The current semiconductor device manufacturing requires more strict control of plasma etching. In this research, plasma etching was investigated through gas phase characterization and interface reactions. Hydrogen and nitrogen were added to Ar plasmas to manipulate the electro-physical properties that were measured by a Langmuir probe system. Hydrogen addition modified the EEDF (electron energy distribution function) by increasing the electrons in high energy range. Adding N2 formed a strong bi-Maxwellian distribution. Gas addition caused the transition between ohmic and stochastic heating. Ar-CH4-H2 and Ar-N2-H2 plasmas were also tested.
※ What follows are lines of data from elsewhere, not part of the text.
PR #14441, opened 2019-03-20
[changelog_from_git_commits] Add optional argument to filter commits.

rukano:
Added an optional argument `matching_pattern` to the `git_log_between` and `git_log_last_commits` actions. It injects the pattern to the `git log` command for the `grep` argument.

Added documentation and sample code.

### Checklist

### Motivation and Context
In some projects, might be needed to create release notes and Changelog entries from the commits, but only merge commits into a specific branch (e.g. `develop`). This feature will also  provide more flexibility to the users to choose their own commit naming schema to bypass or filter irrelevant commits for the release notes.

#14404 

### Description
The action `changelog_from_git_commits` provides some useful parameters already, but a `git log` parameter `--grep=""` is not implemented. Providing a parameter to pass to this function (e.g. `matching_pattern`) will allow the users to have more flexibility when generating their Changelogs.

Code examples:

In both functions `Actions.git_log_between` and `Actions.git_log_last_commits` an extra parameter will be added:

```ruby
def self.git_log_between(pretty_format, from, to, matching_pattern, merge_commit_filtering, date_format = nil, ancestry_path)
def self.git_log_last_commits(pretty_format, commit_count, matching_pattern, merge_commit_filtering, date_format = nil, ancestry_path)
```

In the function body, if the parameter exists, will be added as a `--grep=""` parameter to `git log`. Example:

```ruby
      command << "--grep=\"#{matching_pattern}\"" if matching_pattern
```

Since the parameter will be optional, if won't break the existing functionality.

I've been using the workaround for a while, and tested it on my local fork, from where I am creating this PR.

### DIFF
--- a/fastlane/lib/fastlane/actions/changelog_from_git_commits.rb
+++ b/fastlane/lib/fastlane/actions/changelog_from_git_commits.rb
@@ -37,9 +37,9 @@ module Fastlane
 
         Dir.chdir(params[:path]) do
           if params[:commits_count]
-            changelog = Actions.git_log_last_commits(params[:pretty], params[:commits_count], merge_commit_filtering, params[:date_format], params[:ancestry_path])
+            changelog = Actions.git_log_last_commits(params[:pretty], params[:commits_count], params[:matching_pattern], merge_commit_filtering, params[:date_format], params[:ancestry_path])
           else
-            changelog = Actions.git_log_between(params[:pretty], from, to, merge_commit_filtering, params[:date_format], params[:ancestry_path])
+            changelog = Actions.git_log_between(params[:pretty], from, to, params[:matching_pattern], merge_commit_filtering, params[:date_format], params[:ancestry_path])
           end
 
           changelog = changelog.gsub("\n\n", "\n") if changelog # as there are duplicate newlines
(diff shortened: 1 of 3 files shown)


joshdholtz (dismissed):
@rukano Thanks for this contribution! I would be 🔥 if we could add some tests here before we merge this. I tried to push a commit to your PR with a test but it doesn't look like I was given the ability to do that. So, can you add this test for this in `fastlane/spec/actions_specs/changelog_from_git_commits_spec.rb`...

```rb
       it "Uses grep matching pattern if requested" do
         matching_pattern = 'pizza'
           changelog_from_git_commits(matching_pattern: '#{matching_pattern}')
         end").runner.execute(:test)

         inner_command = "git describe --tags `git rev-list --tags --max-count=1`"
         pseudocommand = "git log --pretty=\"%B\" --grep=\"#{matching_pattern}\" #{inner_command.shellescape}...HEAD"
         expect(result).to eq(pseudocommand)
       end
```

rukano:
@joshdholtz thanks, you are right. I pushed the test case you suggested. Thanks for reviewing and let me know if you want access to the branch, or if I should add something else. Cheers!

joshdholtz:
@rukano Ahhh, it looks like we have a merge conflict here! If you want to give me permission (and other contributors write access to your branch that would be 💯) and I can fix this for you if you don't want to 🙃

https://help.github.com/en/articles/allowing-changes-to-a-pull-request-branch-created-from-a-fork

rukano:
Hi @joshdholtz 
I have mantainer edits activated actually, you should be able to make the changes. If it doesn't work, I can try to solve the conflicts and push again, if necessary. Or is there another way to give you access?
Screenshot 2019-04-01 at 13 22 40

ahti:
Is there anything preventing this from being merged? This functionality would come in very handy.

lukebrandonfarrell:
Why didn't this get merged?

pzmudzinski:
Any chance for a merge? That we could extract commits including ticket numbers from JIRA instead all of them.

iBotPeaches (approved):
tested locally. Works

Hydrogen atom beam was used on porous silicon dioxide based low-k films to remove silanol groups that were generated due to the damage of films during pattern transfer. At H2 atom beam process at 150 C moved close to 60% silanol groups were removed in less than 3 min with an etching rate of 15 A/min. The apparent activation energy was 2.4 kcal/mol. Hydrogen atoms reacted with Si-O-Si and methyl groups. The etching mechanisms of CH4/H2/Ar plasma for InP were analyzed by a beam reactor system. Sputtering yield was measured, threshold energy was approximately 60 eV. Inert ion beam assisted chemical reactions gave higher etching rate. The CH4 concentration had no strong effect on etching rate after 5%. Etching rate was not sensitive to temperature up to 150 C. The adsorption of methyl groups to the surface was proposed as rate limiting step. Chemical reaction effectively reduced the surface roughness.